Directions for this task: Scan the data for "mean" and copy the lines it appears in.

Records:

PR #1356, opened 2023-10-24
Update wealden_gov_uk.py

ryanbdclark:
Changed type name for garden collection as previous type name with spaces has seemingly stopped working


5ila5:
What do you mean with stopped working? All this change does is change the name of garden waste used in homeassistant. This change does not alter the way this source parses collections at all.

I understand that the name is probably not ideal and changing it to just Garden might be appreciated but I do not get what you mean by your message.

5ila5:
@ryanbdclark Is it just the name change or do you experienced any other problems (as the name change does not impact the fetching process at all) (You can use the customize options to change the name in your configuration.yaml)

Task output:
What do you mean with stopped working? All this change does is change the name of garden waste used in homeassistant. This change does not alter the way this source parses collections at all.
I understand that the name is probably not ideal and changing it to just Garden might be appreciated but I do not get what you mean by your message.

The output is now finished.